As far as speed is concerned, the difference is negligble
depending on how large the type is for U; or how complex
an increment operation is. One should alway profile
the _whole_ program before worrying about efficiency
of one expression or statement.

Profile your own code. If the section that _needs_
optimizing contains the increment operator, have the
compiler print out an assembly language listing of
that section. See how the compiler is translating
the increment. If _you_ can optimize that one statement
better in assembly, then reorganize the source to
provide hints to the compiler. I really doubt that
a person can optimize only the incrementing in assembly
due to the overhead involve in a call to an assembly
language function. A person may be able to optimize
better than the compiler by using inline assembly,
but by this time, you are wasting more time playing
with the compiler than producing code and finishing
the project.

Just pick a preference and stick to it. Worry about
the efficiency after the program works correctly
and is robust.
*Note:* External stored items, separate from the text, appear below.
PR #14, opened 2020-12-15
Added global parameter parsing for CARLA simulator

glopezdiest:
This PR adds several parameters to the Carla Simulator:
- **address:** to specify the client address
- **port:** to specify the client port
- **timeout:** to specify the client timeout
- **render:** to specify whether or not Scenic creates and shows the camera. Its values are '0' and '1', as all parameters created from the command line are strings
- **record:** removed the previous utility (saving the camera images to disc). It now calls the CARLA recorder and saves all the scenarios inside a folder which has the name of the parameter
- **timestep:** to set the simulation timestep
- **weather:** to change the weather of the simulation. It accepts both a string with a weather preset (HardRainNoon, WetSunset...) or, if inside an scenario, a dictionary specifying each of its values (sun, fog, rain...) . This is not possible from teh command because, again, all parameters created from the command line are strings.


src/scenic/simulators/carla/simulator.py
```diff
@@ -20,16 +21,28 @@
...
 		super().__init__()
 		verbosePrint('Connecting to CARLA...')
 		self.client = carla.Client(address, port)
 		self.client.set_timeout(timeout)  # limits networking operations (seconds)
-		self.world = self.client.load_world(carla_map)
-		self.map = carla_map
+		if carla_map is not None:
+			self.world = self.client.load_world(carla_map)
+		else:
+			with open(map_path) as odr_file:
```
dfremont, line 33: This assumes that the `map` global parameter refers to an OpenDRIVE file, which isn't necessarily the case (we also support Lanelet2 maps, for example). If it isn't, you can raise an exception saying the CARLA interface only supports OpenDRIVE maps.

src/scenic/simulators/carla/model.scenic
```diff
@@ -39,18 +39,36 @@ except ModuleNotFoundError:
...
-precipitation = Options({0: 70, 1: 30}) * Range(0, 100)
-param precipitation = precipitation
-param precipitation_deposits = Range(precipitation, 100)
-param cloudiness = Range(precipitation, 100)
-param wind_intensity = Range(0, 100)
-param sun_azimuth_angle = Range(0, 360)
-param sun_altitude_angle = Range(-90, 90)
-
+    param carla_map = None
+if 'address' not in globalParameters:
```
dfremont, line 43: You don't need any of these `if` statements. Just write `param carla_map = None`, etc.: the command-line option to set global parameters overrides all `param` statements.

src/scenic/simulators/carla/model.scenic
```diff
@@ -39,18 +39,36 @@ except ModuleNotFoundError:
...
+    param address = '127.0.0.1'
+if 'port' not in globalParameters:
+    param port = 2000
+if 'timeout' not in globalParameters:
+    param timeout = 10
+if 'render' not in globalParameters:
+    param render = '1'
```
dfremont, line 50: Having everything be strings is indeed awkward. I could change the `--param` option to first try interpreting the given string as a number and then fall back on strings - what do you think?

src/scenic/simulators/carla/simulator.py
```diff
@@ -172,3 +194,18 @@ def getProperties(self, obj, properties):
 			angularSpeed=utils.carlaToScenicAngularSpeed(currAngVel),
 		)
 		return values
+
+	def destroy(self):
+		for obj in self.objects:
```
dfremont, line 199: This also looks like it got pulled in from #11; we may need to wait until that is merged before fixing this one (I'm not sure how to do dependencies between PRs on GitHub).

src/scenic/simulators/carla/model.scenic
```diff
@@ -39,18 +39,36 @@ except ModuleNotFoundError:
...
+else:
+    if globalParameters.render not in ['0', '1']:
+        raise ValueError('render param must be either 0 or 1')
+if 'record' not in globalParameters:
+    param record = ''
+if 'timestep' not in globalParameters:
+    param timestep = 0.1
```
dfremont, line 57: We used `time_step` for LGSVL, but I'm thinking maybe `timestep` is better. I can change the LGSVL interface for consistency.

dfremont (changes requested):
Looks good - just a few minor comments below.

@ek65 This PR replaces the recording mechanism you were using previously. Can you please double-check that the new system will work for you?

ek65:
Question:
1. Once I record data using your 'record' feature, how can I visualize it?
2. Is it possible to assign a distribution over the weather condition such that if users are running multiple simulation with one scenic script, then various weather conditions are rendered.

Suggestion:
I think it would be better to assign uniform distribution over all possible weather conditions that Carla offers in model.scenic script. As an example, please refer to how weather parameter is defined in scenic/simulators/gta/model.scenic. If desired, users can override this uniform distribution on weather in the scenic script, by stating : param weather = 'SUNNY'

This allows users to be as general as possible without having to specify all weather conditions, and also let them be more stringent by overriding the prior distribution with a more specific condition.

src/scenic/simulators/carla/model.scenic
glopezdiest: If those conditionals aren't there, the parameters defined at the scenario file might be overwritten. Is this the intended behavior or should the parameters at the scenario file have more priority?

src/scenic/simulators/carla/simulator.py
glopezdiest: Indeed, this PR adds the `client.stop_recorder`, which is why the whole destroy function was brought

glopezdiest:
@ek65 

1) Using the carla recorder, a *.log* file is created with all the information about the simulation. In order to visualize it, you can use `client.replay_file(filename)` (client API [here] (https://carla.readthedocs.io/en/latest/python_api/#carlaclient).

2) We've changed how the weather is parsed, and now each scenario inside a simulation has a different one. Please take a look and see if that meets your suggestion

src/scenic/simulators/carla/model.scenic
dfremont: They shouldn't be overwritten if you define them in the scenario after the `model` statement. But I can see how this could be confusing, since the `map` and `carla_map` parameters need to be defined *before* the `model` statement, and it would be natural to have them all in one place. So maybe I should change the semantics a bit and have `param` statements at the top level always take precedence. In the mean time let's leave your code the same - thanks for the explanation.

dfremont:
Hmm, I tested the ability to just set `map` and not `carla_map`, but got an error: if I set `map` to "tests/formats/opendrive/maps/CARLA/Town01.xodr", I get the exception "RuntimeError: opendrive could not be correctly parsed".

dfremont:
OK, the CARLA folks can't reproduce the error I'm getting, so we're going to merge this for now and revisit the problem later.

dfremont (approved):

If there is a _need_ for space or
time for optimization, then perform it at the end.
Sometimes, when the program is running extremely
slow or is extremely huge during development, some
optimizations may be necessary. For example, if
an embedded system runs out of execution space
before the integration phase is completed, optimizations
should be performed (such as removing unnecessary
code). But, in general, save optimizations for
after the progam is finished.

Spend your time on a more worthwhile endeavor,
such as making the code more readable.

--
Thomas Matthews

C++ newsgroup welcome message:
http://www.slack.net/~shiva/welcome.txt
C++ Faq: http://www.parashift.com/c++-faq-lite
C Faq: http://www.eskimo.com/~scs/c-faq/top.html
alt.comp.lang.learn.c-c++ faq:
http://www.comeaucomputing.com/learn/faq/
Other sites:
http://www.josuttis.com -- C++ STL Library book

"Filipe Valepereiro" <ef***@portugalmail.pt> wrote in message
news:2f**************************@posting.google.c om...
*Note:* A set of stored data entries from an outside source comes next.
PR #15, opened 2020-12-15
Fix bug upon CARLA's SimulationCreationError

glopezdiest:
Upon a SimulationCreationError, Scenic reset but didn't destroy the already created actors, which caused the simulation to possibly have remnants of previously tried ones. **This PR requries the Simulation.destroy() function, with is introduced in PR #11**


dfremont (commented):
Looks good - will merge after #11. I'm a little worried that additional cases like this may get missed, or that we might accidentally destroy a simulation twice, so I'll think about whether there's a safer way to do this (maybe we can make `Simulation` a context manager).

Always use ++u, since they're suposed to be faster.
If you use iterator's then you must allways use ++u.
this is a recommendation from Bjarne Stroustrup book,
see chapter about Iterators

<snip>

If you're referring to the "advice" section, then let me point out that he
wisely uses the word "prefer" and not "always". In certain cases, favoring
preincrement leads to awkward code that isn't necessarily more efficient.
If you're going to wind up writing

SomeIterator tmp(i);
++i;
doSomething(tmp);
// no other usage of tmp after this

then you might as well write

doSomething( i++ );

This type of code most often occurs when iterating over certain containers
and erasing elements as you go.

--
David Hilsee

"Pedro Miguel Carvalho" <Pe********@sapo.pt> wrote in message
news:41***********************@news.telepac.pt...
<snip>

I understand why foo++ must return a copy of the old value if it is executed at the beginning of the statement.
For example
bar( ++I );
is equivalent to
++I;
bar( I );
and
bar( I++ );
is equivalent to (J is temporary)
J = I++;
bar( J );
My question is why not evaluate I++ after bar() like this
Make
bar( I++ );
equivalent to
bar( I );
I++;

Of course, all this was decided long ago and nothing will be changed now.
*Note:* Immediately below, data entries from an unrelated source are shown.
PR #16, opened 2020-12-15
Added xodr signals parsing

glopezdiest:
Updated the CARLA xodr maps to include the traffic lights and parsed them into the network. Added **isSignalized** to `Intersection` class


src/scenic/domains/driving/roads.py
```diff
@@ -352,6 +352,8 @@ class Road(LinearElement):
     laneGroups: Tuple[LaneGroup] = None
     sections: Tuple[RoadSection]    # sections in order from start to end
 
+    signals: Tuple[Signal]
```
dfremont, line 355: Where are these signals? Are they all signals encountered at either end of the road, or can they be within the road itself? Our plan had been to only have signals at intersections, but let me know if that is a bad assumption. If the signals are only encountered at the end of the road, then this would be better as an element of `Lane`, like `Lane.maneuvers`. In fact if there can be multiple signals for a given lane, e.g. if a left-turn arrow is represented separately from a green light, it would be good for each `Maneuver` to reference the signal which governs it.

src/scenic/domains/driving/roads.py
```diff
@@ -645,6 +647,8 @@ class Intersection(NetworkElement):
     outgoingLanes: Tuple[Lane]
     maneuvers: Tuple[Maneuver]  # all possible maneuvers through the intersection
 
+    signals: Tuple[Signal]
```
dfremont, line 650: Are these in any particular order? My plan had been for these to align with `Intersection.incomingLanes` (which the corresponding entry for a lane being `None` if there is no signal for it), but I can also see an argument for simply having a list of all signals. If we go with the latter, then we should also allow getting the signal(s) corresponding to a given incoming lane and the signal corresponding to a given maneuver.

dfremont (changes requested):
Many thanks for adding this functionality! This looks great, except it's not clear to me how one would actually get the signal (if any) corresponding to a particular lane or maneuver - see specific comments below.

src/scenic/domains/driving/roads.py
joel-mb: OpenDrive allows you to define signals anywhere in the map (i.e., inside intersections or not). Signals can also be defined in the middle of the road. There aren't restrictions in this sense. However, for the specific case of CARLA maps, traffic lights are always defined inside intersections.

That would make the operator behave differently from everything else. When
the programmer writes

bar( doSomething() );

that's supposed to mean that doSomething() executes, and its result is
passed to bar. Making the operator a special case would be confusing, IMHO,
especially if bar could determine the value of I (say, via a pointer). But
yes, all of this was decided long ago.

--
David Hilsee

I couldn't understand the below sentence because I can't tell which of
the below should read u++ - could you fix it as I would really like to
keep my code efficient.

Plus, are you talking about built in types (eg int) or classes here?

On Mon, 27 Sep 2004 12:37:07 +0300, "assaarpa" <re***********@fap.net>
wrotE:

Not necessarily, the architechture could be register starved and ++u might
fit the computation in the ALU registers while ++u might not.